Not a smart phone, but a commoditized flip phone that handled voice conversations, kept a contact list and something that resembles a calendar. A cell phone so fancy that two decades ago we would have taken a human life to obtain one, but today is so feature free that we might give it to a child so some day he can tell his kids how hard he had it.
Markets change constantly, but often products change faster than the markets that support them. Take the cellular carrier market … please. Given that the domestic customer base is saturated, carriers are in a constant struggle to keep customers locked into their networks and find new streams of revenue. Yet they must also help finance your newer and more sophisticated cell phones in order to bring you (back) into their fold. This is why a $600 smart phone costs you only $200. The carrier makes back the money they spent on your handset by getting a guaranteed two years of revenue from you via the contract you signed. Expanded continuing revenue also partially explains why they charge a mandatory network data fee for the newer and fancier phones (that and they want you to grow addicted to having data on demand 24 x 7 x 365 x everywhere and thus in the future perceive it as a necessity and not a luxury).
Despite a slate of new monthly charges for owning a cell phone, the industry has not changed much in decades. Carriers subsidize handsets, pads and slates, earning their money on the backend. This creates competition between hardware makers to gain favor and deals with carriers who erect barriers to customers using unlocked phones. This game is fixed and the carriers are not interested in changing it much.
Which is why Google is breaking the system.
Anytime all competitors are content with the status quo, a great marketing strategy is to break the status quo. We disreputable marketing types call this changing the rules of the market. In a mature market you can gain first mover advantage by changing the rules. The problem is that the more complex the market, with incestuous economics, numerous players and relationships, changing the rules is non-trivial. Despite making a lot of cheap unlocked phones possible, Google found that Android by itself could not break the carrier subsidy model. The carriers want money, and are unwilling to relinquish any tool that have for making more.
So Google is breaking the system in smaller chunks.
The hot part of the mobile market is apps. Apple has a 3-to-1 advantage over Android in the apps department, though many of Apple’s 200,000 extra apps are of questionable commercial value. This temporary Apple advantage is an Achilles heel since, from a functional level, Apple doesn’t offer much over Android. Breaking Apple’s status quo of being an app leader is as important as getting more Android phones into people’s hands (though at their rate of growth, Android phones may dominate the market before the 2012 presidential election is over).
Google is breaking the system by changing the revenue model. You know, that thing that is so important to the carriers.

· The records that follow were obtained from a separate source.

PR #5043, opened 2026-05-26
portfwd: fix gRPC tunnel connection leak

### LINKED ISSUE #5042: gRPC port forwarder leaks TCP connections in CLOSE_WAIT until MaxConcurrentStreams is exhausted
### Description

Lima’s gRPC port forwarder appears to leak one host-side TCP connection per request when forwarding to an HTTP keep-alive server inside the guest. The leaked connections remain in `CLOSE_WAIT` in the `limactl` hostagent process. Once the count reaches about `2048`, port forwarding stops working, which matches the `grpc.MaxConcurrentStreams(2048)` limit configured in `pkg/guestagent/api/server/server.go`.

This affects normal forwarded ports, not only privileged/pseudoloopback ports. I originally noticed it with Kubernetes API forwarding on `127.0.0.1:6443`, and reproduced it with nginx on `18000`.

### Environment
- Lima revision: `939f4137cda18678ee3c771eaa353f88e1b9a786` (local builded, but same in brew version)
- Host OS: `macOS 15.0.1 (24A348)`
- VM type: `vz`
- Guest image: default template, Ubuntu 25.10
- Port forwarder: gRPC port forwarder (`LIMA_SSH_PORT_FORWARDER` is not enabled)

### Reproduction
Start a default Lima instance:

```bash
limactl start test
```

Inside the VM:

```bash
sudo apt-get update
sudo apt-get install -y nginx
sudo sed -i 's/listen 80 default_server;/listen 18000 default_server;/' /etc/nginx/sites-available/default
sudo sed -i 's/listen \[::\]:80 default_server;/listen [::]:18000 default_server;/' /etc/nginx/sites-available/default
sudo nginx -t
sudo systemctl restart nginx
```

On the host, generate requests:

```bash
while true; do curl http://127.0.0.1:18000; done
```

In another host terminal, watch the leaked connections:

```bash
watch -n 0.1 'lsof -i :18000 | wc -l'
```

### Actual Result
The number of open connections owned by the `limactl` hostagent process steadily increases. The connections remain in `CLOSE_WAIT`.

At `2049` entries, forwarding stops working. This is close to the configured gRPC stream limit:

```go
grpc.MaxConcurrentStreams(2048)
```

After this point, forwarded networking becomes unusable.

### Expected behavior

Short-lived TCP connections through the gRPC port forwarder should be fully released after the client closes the connection.

The number of open FDs should stay roughly stable, and port forwarding should continue working after more than 2048 requests.

### Notes

The number of leaked connections grows until it reaches roughly `2048`, which matches the gRPC server `MaxConcurrentStreams` setting.

I have a local patch that fixes the leak by changing the lifecycle handling of the gRPC tunnel used by the port forwarder. I will send it as a PR.

### Impact

This can break long-running Lima instances that expose frequently used forwarded ports.

For example, a local Kubernetes cluster inside Lima may become unreachable from the host after enough requests to the forwarded Kubernetes API port, while continuing to work normally from inside the VM.

vasileknik76:
### Description

This PR fixes a file descriptor leak in the gRPC port forwarder.

`GrpcClientRW` is used as the remote side of the proxied connection. The proxy implementation relies on half-close semantics and calls [CloseRead]() / `CloseWrite` when one copy direction finishes.

Before this change, `GrpcClientRW` only implemented `Close()`. Because of that, the gRPC tunnel write side was not closed when the host-side TCP client closed the connection. The reverse copy direction could remain blocked in `Recv()`, keeping the accepted host-side TCP socket in `CLOSE_WAIT`.

After enough short-lived forwarded connections, these leaked streams reached the gRPC `MaxConcurrentStreams` limit and port forwarding stopped working.

This change implements half-close handling for `GrpcClientRW`, so the gRPC stream is closed at the point where the proxy expects it to be closed and the TCP connection can be released.

Closes #5042.

### Testing

Reproduced the issue with nginx inside a Lima VM:

```bash
limactl start test
```

Inside the VM:

```bash
sudo apt-get update
sudo apt-get install -y nginx

sudo sed -i 's/listen 80 default_server;/listen 18000 default_server;/' /etc/nginx/sites-available/default
sudo sed -i 's/listen \[::\]:80 default_server;/listen [::]:18000 default_server;/' /etc/nginx/sites-available/default

sudo nginx -t
sudo systemctl restart nginx
```

On the host:

```bash
while true ; do curl http://127.0.0.1:18000; done
```

In another host terminal:

```bash
watch -n 0.1 'lsof -i :18000 | wc -l'
```

Before this change, the number of open FDs kept growing until forwarding stopped around `2048` connections.

After this change, the FD count stays stable and forwarding continues to work.

### DIFF
--- a/pkg/portfwd/client.go
+++ b/pkg/portfwd/client.go
@@ -5,6 +5,7 @@ package portfwd
 
 import (
 	"context"
+	"errors"
 	"fmt"
 	"net"
 	"sync/atomic"
@@ -51,17 +52,20 @@ func DialContextToGRPCTunnel(client *guestagentclient.GuestAgentClient) func(ctx
 	var connectionCounter atomic.Uint32
 	return func(_ context.Context, network, addr string) (net.Conn, error) {
 		// Passed context.Context is used for timeout on initiate connection, not for the lifetime of the connection.
-		// We use context.Background() here to avoid unexpected cancellation.
-		stream, err := client.Tunnel(context.Background())
+		// Use a dedicated context so CloseRead can unblock a goroutine waiting in stream.Recv().
+		streamCtx, cancel := context.WithCancel(context.Background())
+		stream, err := client.Tunnel(streamCtx)
 		if err != nil {
+			cancel()
 			return nil, fmt.Errorf("could not open tunnel for addr: %s error:%w", addr, err)
 		}
 		// Handshake message to start tunnel
 		id := fmt.Sprintf("%s-%s-%d", network, addr, connectionCounter.Add(1))
 		if err := stream.Send(&api.TunnelMessage{Id: id, Protocol: network, GuestAddr: addr}); err != nil {
+			cancel()
 			return nil, fmt.Errorf("could not start tunnel for id: %s addr: %s error:%w", id, addr, err)
 		}
-		rw := &GrpcClientRW{stream: stream, id: id, addr: addr, protocol: network}
+		rw := &GrpcClientRW{stream: stream, cancel: cancel, id: id, addr: addr, protocol: network}
 		return rw, nil
 	}
 }
@@ -72,6 +76,7 @@ type GrpcClientRW struct {
 
 	protocol string
 	stream   api.GuestService_TunnelClient
+	cancel   context.CancelFunc
 }
 
 var _ net.Conn = (*GrpcClientRW)(nil)
@@ -100,7 +105,24 @@ func (g *GrpcClientRW) Read(p []byte) (n int, err error) {
 
 func (g *GrpcClientRW) Close() error {
 	logrus.Debugf("closing GrpcClientRW for id: %s", g.id)
-	return g.stream.CloseSend()
+	err := g.stream.CloseSend()
+	g.cancel()
+	return err
+}
+
+func (g *GrpcClientRW) CloseRead() error {
+	logrus.Debugf("closing read GrpcClientRW for id: %s", g.id)
+	g.cancel()
+	return nil
+}
+
+func (g *GrpcClientRW) CloseWrite() error {
+	logrus.Debugf("closing write GrpcClientRW for id: %s", g.id)
+	err := g.stream.CloseSend()
+	if errors.Is(err, context.Canceled) {
+		return nil
+	}
+	return err
 }
 
 func (g *GrpcClientRW) LocalAddr() net.Addr {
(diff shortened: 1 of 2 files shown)


pkg/portfwd/client.go
AkihiroSuda, line 1: Thanks, would it be possible to have unit tests?

vasileknik76: Sure

vasileknik76: Added test and remove waste sync.Once for `cancel()`.

If you try run this test on clean master it will fails with "time out" because old version doesn't handle close normally

AkihiroSuda:
Please squash the commits

pkg/portfwd/client.go
```diff
@@ -100,7 +105,22 @@ func (g *GrpcClientRW) Read(p []byte) (n int, err error) {
 
 func (g *GrpcClientRW) Close() error {
 	logrus.Debugf("closing GrpcClientRW for id: %s", g.id)
-	return g.stream.CloseSend()
+	err := g.stream.CloseSend()
+	g.cancel()
+	return err
+}
+
+func (g *GrpcClientRW) CloseRead() error {
```
unsuman, line 113: The existing `Close()` methods for the portfwd server have `logrus.Debugf()`, would be great to have it here as well

pkg/portfwd/client_test.go
```diff
@@ -0,0 +1,97 @@
...
+		if errors.Is(err, io.EOF) {
+			s.tunnelDone <- nil
+			return nil
+		}
+		s.tunnelDone <- err
+		return err
+	}
+}
+
+func (s *testGuestService) GetInfo(context.Context, *emptypb.Empty) (*api.Info, error) {
```
unsuman: Isn’t this redundant for the test case?

jandubois (dismissed):
Thanks, LGTM

pkg/portfwd/client.go
jandubois: Assuming tests are going to be green, I would rather merge this as-is to be in 2.1.2 than have it miss the boat because of a missing debug log. Just in case the PR doesn't get updated before you cut the release.

vasileknik76: Sorry for the delay. I've added the logs to CloseRead and CloseWrite

pkg/portfwd/client_test.go
vasileknik76: Thank you, fixed

jandubois (approved):
Thanks, LGTM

According to reports, Google may share app revenue with carriers. Currently carriers get glitch from the roughly $75M Apple earned from apps (another $175M went to developers). With smart phones making about 5% of the market, this small-but-growing-like-a-virus market means real money down the road in just raw app sales, not to mention in-flow revenue opportunities. Currently, Apple’s app share would contribute less than 2% of AT&T’s wireless services revenue, but 2% now beats 0%, and once smart phones make up the other 95% of the cell phone market, that number rises to 35% of services revenue. Multiply this again by the growing roster of apps and their usefulness (sans meowing cat apps) and app revenues may well rival service revenues for the top-line. Now multiply this revenue engine with pads and slates, many new flavors of which arrive this holiday shopping season.
Non trivial treasure. Google knows it. Verizon knows it. AT&T knows it. Apple knows it.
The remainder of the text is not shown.